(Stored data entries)
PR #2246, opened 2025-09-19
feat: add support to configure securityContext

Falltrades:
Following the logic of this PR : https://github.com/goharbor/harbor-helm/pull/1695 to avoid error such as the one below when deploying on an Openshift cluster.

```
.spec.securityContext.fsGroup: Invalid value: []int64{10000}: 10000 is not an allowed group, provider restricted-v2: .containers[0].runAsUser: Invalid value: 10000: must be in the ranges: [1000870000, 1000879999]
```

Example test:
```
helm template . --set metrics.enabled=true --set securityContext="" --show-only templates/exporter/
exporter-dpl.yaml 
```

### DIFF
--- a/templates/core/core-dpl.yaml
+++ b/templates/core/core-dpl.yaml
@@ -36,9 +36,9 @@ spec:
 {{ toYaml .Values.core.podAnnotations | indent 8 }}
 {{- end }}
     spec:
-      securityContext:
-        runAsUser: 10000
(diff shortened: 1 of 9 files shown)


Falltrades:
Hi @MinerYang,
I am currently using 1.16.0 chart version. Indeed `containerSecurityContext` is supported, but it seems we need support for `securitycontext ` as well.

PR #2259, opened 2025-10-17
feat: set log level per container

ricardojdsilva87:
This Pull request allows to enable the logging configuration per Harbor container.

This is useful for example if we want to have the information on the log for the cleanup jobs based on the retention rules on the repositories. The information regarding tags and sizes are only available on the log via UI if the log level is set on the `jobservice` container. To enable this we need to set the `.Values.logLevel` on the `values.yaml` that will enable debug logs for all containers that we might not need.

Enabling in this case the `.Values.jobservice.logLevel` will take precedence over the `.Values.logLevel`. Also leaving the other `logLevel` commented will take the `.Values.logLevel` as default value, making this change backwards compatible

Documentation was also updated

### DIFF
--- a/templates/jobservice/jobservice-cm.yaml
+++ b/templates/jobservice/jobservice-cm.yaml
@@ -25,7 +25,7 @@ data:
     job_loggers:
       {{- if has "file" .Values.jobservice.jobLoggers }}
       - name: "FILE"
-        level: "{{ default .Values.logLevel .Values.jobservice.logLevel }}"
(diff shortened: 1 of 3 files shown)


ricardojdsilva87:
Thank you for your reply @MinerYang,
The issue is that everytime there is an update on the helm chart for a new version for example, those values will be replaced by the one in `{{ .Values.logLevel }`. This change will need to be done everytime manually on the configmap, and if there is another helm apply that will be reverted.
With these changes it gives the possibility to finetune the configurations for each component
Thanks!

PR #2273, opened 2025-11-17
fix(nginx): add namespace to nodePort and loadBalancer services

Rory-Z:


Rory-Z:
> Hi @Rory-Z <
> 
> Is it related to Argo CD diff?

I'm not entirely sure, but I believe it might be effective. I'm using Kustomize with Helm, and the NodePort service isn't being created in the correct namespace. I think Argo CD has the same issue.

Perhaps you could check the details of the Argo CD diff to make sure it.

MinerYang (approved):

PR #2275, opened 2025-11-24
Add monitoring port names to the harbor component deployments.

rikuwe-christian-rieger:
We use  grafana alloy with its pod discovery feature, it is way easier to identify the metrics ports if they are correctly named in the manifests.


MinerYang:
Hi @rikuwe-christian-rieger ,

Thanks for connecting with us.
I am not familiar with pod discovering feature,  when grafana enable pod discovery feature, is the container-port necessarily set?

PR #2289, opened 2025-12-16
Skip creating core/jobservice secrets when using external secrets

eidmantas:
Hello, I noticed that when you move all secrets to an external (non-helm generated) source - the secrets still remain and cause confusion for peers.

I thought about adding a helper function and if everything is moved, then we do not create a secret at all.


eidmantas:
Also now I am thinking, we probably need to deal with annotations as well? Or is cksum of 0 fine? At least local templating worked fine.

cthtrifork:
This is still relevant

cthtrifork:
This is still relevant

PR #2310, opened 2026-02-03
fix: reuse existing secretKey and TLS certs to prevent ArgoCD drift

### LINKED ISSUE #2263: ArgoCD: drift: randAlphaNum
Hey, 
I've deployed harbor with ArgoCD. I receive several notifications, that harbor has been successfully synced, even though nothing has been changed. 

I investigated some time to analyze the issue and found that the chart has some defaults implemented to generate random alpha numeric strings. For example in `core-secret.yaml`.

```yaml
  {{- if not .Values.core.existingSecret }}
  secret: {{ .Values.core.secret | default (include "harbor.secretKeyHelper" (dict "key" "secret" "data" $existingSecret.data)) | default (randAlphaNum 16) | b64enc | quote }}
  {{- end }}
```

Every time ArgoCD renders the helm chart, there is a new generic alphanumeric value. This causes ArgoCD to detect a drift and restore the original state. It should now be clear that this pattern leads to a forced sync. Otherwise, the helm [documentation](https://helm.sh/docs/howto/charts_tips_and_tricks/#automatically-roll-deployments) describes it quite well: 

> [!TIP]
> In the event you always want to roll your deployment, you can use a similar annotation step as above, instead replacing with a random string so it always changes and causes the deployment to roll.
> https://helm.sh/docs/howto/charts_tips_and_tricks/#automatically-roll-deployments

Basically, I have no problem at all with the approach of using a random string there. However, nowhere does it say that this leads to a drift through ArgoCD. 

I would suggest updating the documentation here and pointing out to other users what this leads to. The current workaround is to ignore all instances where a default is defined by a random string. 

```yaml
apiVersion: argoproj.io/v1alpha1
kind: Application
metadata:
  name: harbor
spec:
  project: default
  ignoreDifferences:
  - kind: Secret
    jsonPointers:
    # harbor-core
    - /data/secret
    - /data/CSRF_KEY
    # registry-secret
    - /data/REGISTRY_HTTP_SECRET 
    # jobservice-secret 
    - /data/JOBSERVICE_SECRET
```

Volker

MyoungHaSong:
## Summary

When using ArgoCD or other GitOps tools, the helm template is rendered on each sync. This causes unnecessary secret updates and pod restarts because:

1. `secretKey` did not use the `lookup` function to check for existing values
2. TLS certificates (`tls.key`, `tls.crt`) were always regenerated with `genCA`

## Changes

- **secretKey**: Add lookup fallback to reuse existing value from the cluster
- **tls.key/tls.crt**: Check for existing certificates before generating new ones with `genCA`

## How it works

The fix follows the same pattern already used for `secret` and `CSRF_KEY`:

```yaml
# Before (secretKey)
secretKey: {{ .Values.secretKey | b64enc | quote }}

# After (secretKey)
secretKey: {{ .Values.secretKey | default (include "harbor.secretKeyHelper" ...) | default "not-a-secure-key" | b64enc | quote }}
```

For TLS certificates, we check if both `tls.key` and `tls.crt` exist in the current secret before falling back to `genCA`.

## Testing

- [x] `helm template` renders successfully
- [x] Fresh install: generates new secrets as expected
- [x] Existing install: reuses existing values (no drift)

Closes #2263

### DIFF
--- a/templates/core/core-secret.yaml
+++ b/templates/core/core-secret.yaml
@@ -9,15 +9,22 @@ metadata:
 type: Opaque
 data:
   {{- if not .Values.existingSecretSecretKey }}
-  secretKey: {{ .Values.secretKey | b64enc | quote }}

→ WHAT THE EXERCISE ASKS:
For each line of the entries that includes "genCA", show that line.

→ RESULT OF THE EXERCISE:
2. TLS certificates (`tls.key`, `tls.crt`) were always regenerated with `genCA`
- **tls.key/tls.crt**: Check for existing certificates before generating new ones with `genCA`
For TLS certificates, we check if both `tls.key` and `tls.crt` exist in the current secret before falling back to `genCA`.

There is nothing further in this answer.